**EXERCISE DETAILS**
Wherever "right" turns up in a line of the entries below, that line counts. Say how many such lines there are, with no other words.

Stored data entries:
BEGIN

PR #811, opened 2021-02-28
Using root level hooks to destroy rc connection

srknzl:
* This change is my suggestion to deal with
  * mocha will hang if we do not use --exit option. (right now it is used mocha config file.) As in the link below, using --exit is not necessarily recommended. 
  * construction of rc controller every time `RC.js` required. 
  * possible resource leak
* The controller is contructed once in beforeAll hook and its connection is destroyed on afterAll hook.
* Background on [--exit](https://mochajs.org/#-exit) 
* Background on [global root hooks I used](https://mochajs.org/#root-hook-plugins) 

Update:

* **small problem:** If I run small portion of tests with a pattern, or no test runs, mocha exits without hanging. However, when I call all the integration tests, it hangs at the end.
* They are probably due to open sockets opened somewhere and not closed. Wtfnode output when all tests passed and hanging started:  

```
[WTF Node?] open handles:
- File descriptors: (note: stdio always exists)
  - fd 2 (tty) (stdio)
  - fd 1 (tty) (stdio)
- Sockets:
  - 127.0.0.1:46138 -> 127.0.0.1:9999
  - ::ffff:127.0.0.1:9999 -> ::ffff:127.0.0.1:46138
  - 127.0.0.1:46184 -> 127.0.0.1:9999
  - ::ffff:127.0.0.1:9999 -> ::ffff:127.0.0.1:46184
  - 127.0.0.1:46190 -> 127.0.0.1:9999
  - ::ffff:127.0.0.1:9999 -> ::ffff:127.0.0.1:46190

```

### DIFF
--- a/.mocharc.json
+++ b/.mocharc.json
@@ -1,6 +1,5 @@
 {
     "timeout": 120000,
-    "exit": true,
     "exclude": [
         "test/soak_test/**",
         "test/user_code/**"
--- a/.mocharc.json
+++ b/.mocharc.json
@@ -3,5 +3,6 @@
     "exclude": [
         "test/soak_test/**",
         "test/user_code/**"
-    ]
+    ],
+    "require": "test/hooks.js"
 }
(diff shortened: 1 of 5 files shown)


srknzl:
I ran integration test in master and there is only one connection during test to localhost:9701 contrary to what I guessed. Also, --exit seems to clean everything including socket servers used in ClientConnectionManagerTest integration test. (port 9999) and cluster related connections(5701 and 9701). I guess we do not need this pr.

PR #816, opened 2021-03-12
Bump typescript version to 4

srknzl:
This pr aims to update typescript version to be 4.

### DIFF
--- a/package.json
+++ b/package.json
@@ -5,8 +5,8 @@
     "main": "lib/index.js",
     "types": "lib/index.d.ts",
     "dependencies": {
-        "long": "4.0.0",
-        "@types/long": "4.0.1"
+        "@types/long": "4.0.1",
+        "long": "4.0.0"
     },
     "devDependencies": {
         "@types/node": "^10.17.28",
@@ -26,7 +26,7 @@
         "sinon-chai": "^3.5.0",
         "thrift": "^0.12.0",
         "typedoc": "^0.18.0",
-        "typescript": "^3.9.7",
+        "typescript": "^4.2.3",
         "winston": "^3.3.3",
         "yargs": "^16.0.3"
     },
--- a/package.json
+++ b/package.json
@@ -10,8 +10,8 @@
     },
     "devDependencies": {
         "@types/node": "^10.17.28",
-        "@typescript-eslint/eslint-plugin": "^3.10.0",
-        "@typescript-eslint/parser": "^3.10.0",
+        "@typescript-eslint/eslint-plugin": "^4.17.0",
+        "@typescript-eslint/parser": "^4.17.0",
         "chai": "^4.2.0",
         "chai-as-promised": "^7.1.1",
         "eslint": "^7.7.0",
--- a/src/aggregation/Aggregator.ts
+++ b/src/aggregation/Aggregator.ts
@@ -22,6 +22,7 @@ import * as AggregatorFactory from './AggregatorFactory';
 /**
  * Base interface for all aggregators.
  */
+// eslint-disable-next-line @typescript-eslint/no-unused-vars
 export interface Aggregator<R> extends IdentifiedDataSerializable {
 }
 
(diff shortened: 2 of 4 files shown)


package.json
```diff
@@ -5,8 +5,8 @@
     "main": "lib/index.js",
     "types": "lib/index.d.ts",
     "dependencies": {
-        "long": "4.0.0",
-        "@types/long": "4.0.1"
+        "@types/long": "4.0.1",
```
srknzl, line 8: These dependencies' order changes every time I run npm install. So I've kept it like this.

package.json
```diff
@@ -5,13 +5,13 @@
...
+        "long": "4.0.0"
     },
     "devDependencies": {
         "@types/node": "^10.17.28",
-        "@typescript-eslint/eslint-plugin": "^3.10.0",
-        "@typescript-eslint/parser": "^3.10.0",
+        "@typescript-eslint/eslint-plugin": "^4.17.0",
```
srknzl, line 13: Since I've updated typescript, the eslint gave a warning about the new typescript version not supported. Thus, I updated eslint plugin too.

src/aggregation/Aggregator.ts
```diff
@@ -22,6 +22,7 @@ import * as AggregatorFactory from './AggregatorFactory';
 /**
  * Base interface for all aggregators.
  */
+// eslint-disable-next-line
```
srknzl, line 25: After I updated the eslint plugin, it gave linting errors about unused variables. I could not understand why we have a <R> generic type here which is not used in this interface. So I had to add a eslint disable line at the top. Feel free suggest another solution

src/proxy/MapListener.ts
```diff
@@ -26,7 +26,7 @@ export interface MapListener<K, V> extends EntryListener<K, V> {
 /**
  * Map event hander function.
  */
-export type MapEventListener<K, V> = (mapEvent: MapEvent) => void;
+export type MapEventListener = (mapEvent: MapEvent) => void;
```
srknzl, line 29: This has <K,V>, which is also not used, and was causing linting errors.

package.json
mdumandag: Can you also verify that the updated dependencies support our minimum supported node version (v10). IIRC, there were some problems before with eslint so we had to use an older version

src/aggregation/Aggregator.ts
mdumandag: It is probably ported from the Java side, in which we use the `R`, but it is required for the server-side. https://github.com/hazelcast/hazelcast/blob/master/hazelcast/src/main/java/com/hazelcast/aggregation/Aggregator.java#L84

We probably don't need this in the client side. I am not sure whether or not removing the generic type parameter can be counted as backward-compatible change, so lets leave it like that

mdumandag:
verify

src/aggregation/Aggregator.ts
srknzl: Is this backward compatibility related to client or server? Plus, by backward compatible which versions do you mean? last major version, that is 4.x, maybe? So any 4.x client should be compatible with features in older versions of 4.x?

mdumandag: I mean the client. 

What we cannot be sure of is that some users might be using this public interface (or the MapEventListener) (I highly doubt there are any), with the type parameters. If so, their code won't compile when they upgrade the client version

package.json
srknzl: In https://github.com/typescript-eslint/typescript-eslint/blob/v4.17.0/package.json we have 

```
"engines": {
    "node": "^10.12.0 || >=12.0.0"
  }
```

I guess this means node should be at least 10.12 which is a problem for us? Let me investigate other versions of this

mdumandag: Then this should be fine. We only use eslint as a devDependency and our PR builder uses Node.js v10.21, so that combination should work just fine

src/aggregation/Aggregator.ts
srknzl: Reverted interface changes.

mdumandag (approved):

srknzl:
Thanks @mdumandag for review

PR #818, opened 2021-03-15
Refactor jsdocs

srknzl:
Aims to fix grammatical errors and improve understandability of jsdoc comments

### DIFF
--- a/src/core/Member.ts
+++ b/src/core/Member.ts
@@ -27,7 +27,7 @@ export interface Member {
     address: Address;
 
     /**
-     * Unique id of a member in a cluster.
+     * Unique id of the member in a cluster.
      */
     uuid: UUID;
 
--- a/src/core/Member.ts
+++ b/src/core/Member.ts
@@ -27,7 +27,7 @@ export interface Member {
     address: Address;
 
     /**
-     * Unique id of member in cluster.
+     * Unique id of a member in a cluster.
      */
     uuid: UUID;
 
--- a/src/proxy/IMap.ts
+++ b/src/proxy/IMap.ts
@@ -341,8 +341,12 @@ export interface IMap<K, V> extends DistributedObject {
      * Locks the given key for this map. Promise is resolved when lock is
      * successfully acquired. This means it may never be resolved if some
      * other process holds the lock and does not unlock it. A lock may be
-     * acquired on non-existent keys. Other processes wait on the locked non-existent key.
-     * When this client puts the non-existent key, it is allowed to do that.
+     * acquired on non-existent keys. In that case, other clients would
+     * block until the non-existent key is unlocked. If the lock holder
+     * introduces the key to the map, the put operation is not blocked.
+     * If a client not holding a lock on the non-existent key tries to
+     * introduce the key while a lock exists on the non-existent key,
+     * the put operation blocks until it is unlocked.
      *
      * Locking is reentrant, meaning that the lock owner client can obtain the
      * lock multiple times. If the lock was acquired multiple times, then `unlock()`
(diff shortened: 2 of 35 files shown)


src/proxy/IMap.ts
```diff
@@ -341,7 +341,7 @@ export interface IMap<K, V> extends DistributedObject {
      * Locks the given key for this map. Promise is resolved when lock is
      * successfully acquired. This means it may never be resolved if some
      * other process holds the lock and does not unlock it. A lock may be
-     * acquired on non-existent keys. Other processes wait on non-existent key.
+     * acquired on non-existent keys. Other processes wait on the locked non-existent key.
```
srknzl, line 344: Do not have strong opinion here. I did not understand this non-existent key thing. Could anyone explain?

src/proxy/PNCounter.ts
```diff
@@ -29,21 +29,21 @@ import {DistributedObject} from '../core/DistributedObject';
...
  * In this case, the caller will be notified with a `TargetDisconnectedError`
  *
  * The read and write methods provide monotonic read and RYW (read-your-write)
  * guarantees. These guarantees are session guarantees which means that if
  * no replica with the previously observed state is reachable, the session
- * guarantees are lost and the method invocation will throw a
+ * guarantees are lost, and the method invocation will throw a
  * `ConsistencyLostError`. This does not mean
- * that an update is lost. All of the updates are part of some replica and
+ * that an update is lost. All the updates are part of some replica and
```
srknzl, line 40: Reference for use of "all of" and "all": https://jakubmarian.com/is-it-all-the-or-all-of-the-in-english/

src/core/Member.ts
```diff
@@ -27,7 +27,7 @@ export interface Member {
     address: Address;
 
     /**
-     * Unique id of member in cluster.
+     * Unique id of a member in a cluster.
```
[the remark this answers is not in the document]
srknzl: I guess this ok --> Unique id of the member in a cluster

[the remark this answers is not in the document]
srknzl: or the for cluster as well?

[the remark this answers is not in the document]
srknzl: In general I think cluster can be many, client can be connected to any cluster, so used a for them; however the `client` is same and only, so `the` is for the client.

src/proxy/IMap.ts
srknzl: What about writing the same thing here as well? Certainly this comment is less understandable due to its client centric perspective

mdumandag: It makes sense, the writer of this jsdoc probably didn't copy directly since the Java side documentation is mentioning threads. What do you think about replacing this part with something like
```
A lock may be acquired on non-existent keys. In that case, other clients would block until the non-existent key is unlocked. If the lock holder introduces the key to the map, the put operation is not blocked. If a client not holding a lock on the non-existent key tries to introduce the key while a lock exists on the non-existent key, the put operation blocks until it is unlocked.
```

srknzl: Seems ok to me a question:
>  If the lock holder introduces the key to the map, the put operation is not blocked
Did not get if this "block" is for lock holder, or other clients?

mdumandag: The lock holder will not block but others will

srknzl:
should we add the change for 'DISCONNECTED'  lifecycle event for  as well to this pr? However, the java side did not mention cluster instead of member either. @mdumandag

mdumandag:
I think we can, you can also send a fix to the Java side

mdumandag (approved):

PR #819, opened 2021-03-15
HazelcastClient implements ClientForConnectionManager

srknzl:
ConnectionManager get the client instance with an interface called `ClientForConnectionManager`. This pr makes the `HazelcastClient` implement the interface. 

This is not a must change, but it helps to suppress some IDE's unused method behaviour. (e.g in jetbrains IDE)

### DIFF
--- a/src/network/ConnectionManager.ts
+++ b/src/network/ConnectionManager.ts
@@ -272,7 +272,7 @@ export class ConnectionRegistryImpl implements ConnectionRegistry {
     }
 }
 
-interface ClientForConnectionManager {
+export interface ClientForConnectionManager {
     onClusterChange(): void;
 
     sendStateToCluster(): Promise<void>;
--- a/src/network/ConnectionManager.ts
+++ b/src/network/ConnectionManager.ts
@@ -272,6 +272,7 @@ export class ConnectionRegistryImpl implements ConnectionRegistry {
     }
 }
 
+/** @internal */
 export interface ClientForConnectionManager {
     onClusterChange(): void;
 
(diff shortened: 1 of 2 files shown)


src/network/ConnectionManager.ts
```diff
@@ -272,7 +272,7 @@ export class ConnectionRegistryImpl implements ConnectionRegistry {
     }
 }
 
-interface ClientForConnectionManager {
+export interface ClientForConnectionManager {
```
puzpuzpuz, line 275: This one should be `@internal`

mdumandag (approved):

mdumandag:
verify

puzpuzpuz (approved):

srknzl:
Hazelcast client is not internal but it implements an internal interface that is not possible I guess

puzpuzpuz:
> Hazelcast client is not internal but it implements an internal interface that is not possible I guess

As long as the interface is not included into generated typings and API docs, it's fine. Interfaces don't exist in the runtime (JS code).

srknzl:
> As long as the interface is not included into generated typings and API docs, it's fine. Interfaces don't exist in the runtime (JS code).

Even if `ClientForConnectionManager` is marked as internal it is generated in d.ts files. Specifically, `npm run validate-user-code` after `npm run compile ` fails due to import of non-existing `ClientForConnectionManager`.

srknzl:
Closing as I don't think there is a way to strip internal interfaces from a public api's "implements" part. 

from this line specifically(here, the interface is marked as internal and I tried to move the interface into HazelcastClient.ts as well):
```ts
export declare class HazelcastClient implements ClientForConnectionManager
```

PR #822, opened 2021-03-18
Change method of determining which files to publish  

### LINKED ISSUE #815: Specifying published files easier
We are using .npmignore file to ignore files from published. Some files always included as said in this link:
https://docs.npmjs.com/cli/v7/configuring-npm/package-json#files

What we can do instead is, add "files": "lib/" to package.json and delete .npmignore file. Keeping track of what to ignore is harder.

E.g You can see currently tsconfig.eslint.json is included in package when installed via `npm i hazelcast-client`

These are what is in the published files right now:

```
 lib
.npmignore
package-lock.json(this should be excluded normally unless npm-shrinkwrap.json is used)
tsconfig.eslint.json
LICENSE
package.json
README.md

```

srknzl:
Deletes .npmignore and adds "lib/" to package.json's "files" field. This makes it easier to track what we publish. This pr also removes some unnecessary files in the published files like `tslint.eslint.config`. Running `npx npm-packlist` will give the list of files that will be published.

END

**ANSWER AREA**
2